* [RECORDS SHOWN]:
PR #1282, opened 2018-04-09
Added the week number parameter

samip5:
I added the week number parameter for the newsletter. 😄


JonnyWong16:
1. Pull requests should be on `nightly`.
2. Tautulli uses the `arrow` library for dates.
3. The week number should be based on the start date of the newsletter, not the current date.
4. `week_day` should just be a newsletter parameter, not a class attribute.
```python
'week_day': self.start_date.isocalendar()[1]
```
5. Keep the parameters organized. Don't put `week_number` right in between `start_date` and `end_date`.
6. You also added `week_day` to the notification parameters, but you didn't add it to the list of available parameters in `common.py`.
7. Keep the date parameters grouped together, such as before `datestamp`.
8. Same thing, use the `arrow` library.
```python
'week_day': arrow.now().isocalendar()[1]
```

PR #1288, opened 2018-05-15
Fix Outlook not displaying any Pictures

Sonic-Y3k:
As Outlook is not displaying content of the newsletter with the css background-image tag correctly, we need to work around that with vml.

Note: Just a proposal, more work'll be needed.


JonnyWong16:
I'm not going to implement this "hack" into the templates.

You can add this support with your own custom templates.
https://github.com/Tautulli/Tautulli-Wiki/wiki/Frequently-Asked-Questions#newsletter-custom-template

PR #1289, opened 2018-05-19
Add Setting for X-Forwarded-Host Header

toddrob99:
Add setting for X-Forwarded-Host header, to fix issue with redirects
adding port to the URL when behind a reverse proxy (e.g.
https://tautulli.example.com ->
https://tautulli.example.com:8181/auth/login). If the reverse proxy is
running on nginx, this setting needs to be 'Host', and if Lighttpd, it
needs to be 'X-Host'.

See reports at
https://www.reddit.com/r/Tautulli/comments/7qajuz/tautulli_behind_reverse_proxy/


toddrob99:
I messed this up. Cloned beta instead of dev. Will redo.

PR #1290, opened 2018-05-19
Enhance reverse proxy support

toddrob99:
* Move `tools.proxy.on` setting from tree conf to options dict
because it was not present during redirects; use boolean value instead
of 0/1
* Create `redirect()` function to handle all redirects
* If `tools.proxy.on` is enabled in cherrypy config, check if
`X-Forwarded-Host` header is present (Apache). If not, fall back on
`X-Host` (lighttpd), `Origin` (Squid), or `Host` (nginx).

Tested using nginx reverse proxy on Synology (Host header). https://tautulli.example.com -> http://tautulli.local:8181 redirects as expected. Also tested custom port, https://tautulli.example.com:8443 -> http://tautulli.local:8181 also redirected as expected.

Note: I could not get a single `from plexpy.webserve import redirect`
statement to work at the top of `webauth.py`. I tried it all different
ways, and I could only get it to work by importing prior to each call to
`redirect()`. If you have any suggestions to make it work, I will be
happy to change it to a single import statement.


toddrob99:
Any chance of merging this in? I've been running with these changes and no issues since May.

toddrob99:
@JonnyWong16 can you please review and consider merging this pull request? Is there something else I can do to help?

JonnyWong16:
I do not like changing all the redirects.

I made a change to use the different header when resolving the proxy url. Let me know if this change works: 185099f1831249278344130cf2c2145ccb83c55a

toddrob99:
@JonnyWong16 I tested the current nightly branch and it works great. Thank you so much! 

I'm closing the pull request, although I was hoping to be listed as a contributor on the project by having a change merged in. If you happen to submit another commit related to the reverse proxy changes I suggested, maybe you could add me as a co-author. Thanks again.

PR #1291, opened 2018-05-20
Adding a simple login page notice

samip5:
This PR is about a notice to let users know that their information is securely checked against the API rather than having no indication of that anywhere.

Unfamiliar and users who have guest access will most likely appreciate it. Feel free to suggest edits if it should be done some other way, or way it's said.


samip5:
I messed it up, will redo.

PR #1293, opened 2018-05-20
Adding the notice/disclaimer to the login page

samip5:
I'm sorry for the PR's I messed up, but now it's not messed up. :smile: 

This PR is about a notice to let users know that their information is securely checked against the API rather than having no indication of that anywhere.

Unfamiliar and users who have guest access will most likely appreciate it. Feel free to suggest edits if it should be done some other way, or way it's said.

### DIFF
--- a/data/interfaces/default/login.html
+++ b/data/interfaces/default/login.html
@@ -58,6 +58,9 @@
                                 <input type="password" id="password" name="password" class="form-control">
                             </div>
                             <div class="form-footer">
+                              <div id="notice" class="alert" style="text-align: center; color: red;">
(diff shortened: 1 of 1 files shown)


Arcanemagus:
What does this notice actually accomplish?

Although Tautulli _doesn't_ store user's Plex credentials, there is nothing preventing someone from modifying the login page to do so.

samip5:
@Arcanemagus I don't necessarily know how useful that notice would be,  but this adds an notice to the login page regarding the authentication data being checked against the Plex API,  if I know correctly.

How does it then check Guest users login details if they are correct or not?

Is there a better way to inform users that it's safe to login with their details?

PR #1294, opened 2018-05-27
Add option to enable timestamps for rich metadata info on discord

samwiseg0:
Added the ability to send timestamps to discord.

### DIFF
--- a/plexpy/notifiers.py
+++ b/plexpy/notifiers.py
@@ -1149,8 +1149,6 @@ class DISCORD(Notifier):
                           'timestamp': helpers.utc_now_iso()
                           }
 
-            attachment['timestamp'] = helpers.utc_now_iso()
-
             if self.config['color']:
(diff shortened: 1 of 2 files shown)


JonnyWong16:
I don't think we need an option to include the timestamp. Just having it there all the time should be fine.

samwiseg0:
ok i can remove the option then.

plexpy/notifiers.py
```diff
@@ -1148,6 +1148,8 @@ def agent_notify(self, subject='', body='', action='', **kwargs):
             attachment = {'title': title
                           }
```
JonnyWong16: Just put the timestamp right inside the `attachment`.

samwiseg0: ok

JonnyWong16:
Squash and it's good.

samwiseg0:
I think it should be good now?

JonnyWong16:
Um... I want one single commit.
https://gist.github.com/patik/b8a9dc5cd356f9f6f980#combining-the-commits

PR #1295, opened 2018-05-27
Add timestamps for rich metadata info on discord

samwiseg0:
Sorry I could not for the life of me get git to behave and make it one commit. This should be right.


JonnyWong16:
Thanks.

* [WHAT IS EXPECTED]:
Everything in the listing should be written out exactly.

* [FINISHED EXERCISE]:
PR #1282, opened 2018-04-09
Added the week number parameter

samip5:
I added the week number parameter for the newsletter. 😄


JonnyWong16:
1. Pull requests should be on `nightly`.
2. Tautulli uses the `arrow` library for dates.
3. The week number should be based on the start date of the newsletter, not the current date.
4. `week_day` should just be a newsletter parameter, not a class attribute.
```python
'week_day': self.start_date.isocalendar()[1]
```
5. Keep the parameters organized. Don't put `week_number` right in between `start_date` and `end_date`.
6. You also added `week_day` to the notification parameters, but you didn't add it to the list of available parameters in `common.py`.
7. Keep the date parameters grouped together, such as before `datestamp`.
8. Same thing, use the `arrow` library.
```python
'week_day': arrow.now().isocalendar()[1]
```

PR #1288, opened 2018-05-15
Fix Outlook not displaying any Pictures

Sonic-Y3k:
As Outlook is not displaying content of the newsletter with the css background-image tag correctly, we need to work around that with vml.

Note: Just a proposal, more work'll be needed.


JonnyWong16:
I'm not going to implement this "hack" into the templates.

You can add this support with your own custom templates.
https://github.com/Tautulli/Tautulli-Wiki/wiki/Frequently-Asked-Questions#newsletter-custom-template

PR #1289, opened 2018-05-19
Add Setting for X-Forwarded-Host Header

toddrob99:
Add setting for X-Forwarded-Host header, to fix issue with redirects
adding port to the URL when behind a reverse proxy (e.g.
https://tautulli.example.com ->
https://tautulli.example.com:8181/auth/login). If the reverse proxy is
running on nginx, this setting needs to be 'Host', and if Lighttpd, it
needs to be 'X-Host'.

See reports at
https://www.reddit.com/r/Tautulli/comments/7qajuz/tautulli_behind_reverse_proxy/


toddrob99:
I messed this up. Cloned beta instead of dev. Will redo.

PR #1290, opened 2018-05-19
Enhance reverse proxy support

toddrob99:
* Move `tools.proxy.on` setting from tree conf to options dict
because it was not present during redirects; use boolean value instead
of 0/1
* Create `redirect()` function to handle all redirects
* If `tools.proxy.on` is enabled in cherrypy config, check if
`X-Forwarded-Host` header is present (Apache). If not, fall back on
`X-Host` (lighttpd), `Origin` (Squid), or `Host` (nginx).

Tested using nginx reverse proxy on Synology (Host header). https://tautulli.example.com -> http://tautulli.local:8181 redirects as expected. Also tested custom port, https://tautulli.example.com:8443 -> http://tautulli.local:8181 also redirected as expected.

Note: I could not get a single `from plexpy.webserve import redirect`
statement to work at the top of `webauth.py`. I tried it all different
ways, and I could only get it to work by importing prior to each call to
`redirect()`. If you have any suggestions to make it work, I will be
happy to change it to a single import statement.


toddrob99:
Any chance of merging this in? I've been running with these changes and no issues since May.

toddrob99:
@JonnyWong16 can you please review and consider merging this pull request? Is there something else I can do to help?

JonnyWong16:
I do not like changing all the redirects.

I made a change to use the different header when resolving the proxy url. Let me know if this change works: 185099f1831249278344130cf2c2145ccb83c55a

toddrob99:
@JonnyWong16 I tested the current nightly branch and it works great. Thank you so much! 

I'm closing the pull request, although I was hoping to be listed as a contributor on the project by having a change merged in. If you happen to submit another commit related to the reverse proxy changes I suggested, maybe you could add me as a co-author. Thanks again.

PR #1291, opened 2018-05-20
Adding a simple login page notice

samip5:
This PR is about a notice to let users know that their information is securely checked against the API rather than having no indication of that anywhere.

Unfamiliar and users who have guest access will most likely appreciate it. Feel free to suggest edits if it should be done some other way, or way it's said.


samip5:
I messed it up, will redo.

PR #1293, opened 2018-05-20
Adding the notice/disclaimer to the login page

samip5:
I'm sorry for the PR's I messed up, but now it's not messed up. :smile: 

This PR is about a notice to let users know that their information is securely checked against the API rather than having no indication of that anywhere.

Unfamiliar and users who have guest access will most likely appreciate it. Feel free to suggest edits if it should be done some other way, or way it's said.

### DIFF
--- a/data/interfaces/default/login.html
+++ b/data/interfaces/default/login.html
@@ -58,6 +58,9 @@
                                 <input type="password" id="password" name="password" class="form-control">
                             </div>
                             <div class="form-footer">
+                              <div id="notice" class="alert" style="text-align: center; color: red;">
(diff shortened: 1 of 1 files shown)


Arcanemagus:
What does this notice actually accomplish?

Although Tautulli _doesn't_ store user's Plex credentials, there is nothing preventing someone from modifying the login page to do so.

samip5:
@Arcanemagus I don't necessarily know how useful that notice would be,  but this adds an notice to the login page regarding the authentication data being checked against the Plex API,  if I know correctly.

How does it then check Guest users login details if they are correct or not?

Is there a better way to inform users that it's safe to login with their details?

PR #1294, opened 2018-05-27
Add option to enable timestamps for rich metadata info on discord

samwiseg0:
Added the ability to send timestamps to discord.

### DIFF
--- a/plexpy/notifiers.py
+++ b/plexpy/notifiers.py
@@ -1149,8 +1149,6 @@ class DISCORD(Notifier):
                           'timestamp': helpers.utc_now_iso()
                           }
 
-            attachment['timestamp'] = helpers.utc_now_iso()
-
             if self.config['color']:
(diff shortened: 1 of 2 files shown)


JonnyWong16:
I don't think we need an option to include the timestamp. Just having it there all the time should be fine.

samwiseg0:
ok i can remove the option then.

plexpy/notifiers.py
```diff
@@ -1148,6 +1148,8 @@ def agent_notify(self, subject='', body='', action='', **kwargs):
             attachment = {'title': title
                           }
```
JonnyWong16: Just put the timestamp right inside the `attachment`.

samwiseg0: ok

JonnyWong16:
Squash and it's good.

samwiseg0:
I think it should be good now?

JonnyWong16:
Um... I want one single commit.
https://gist.github.com/patik/b8a9dc5cd356f9f6f980#combining-the-commits

PR #1295, opened 2018-05-27
Add timestamps for rich metadata info on discord

samwiseg0:
Sorry I could not for the life of me get git to behave and make it one commit. This should be right.


JonnyWong16:
Thanks.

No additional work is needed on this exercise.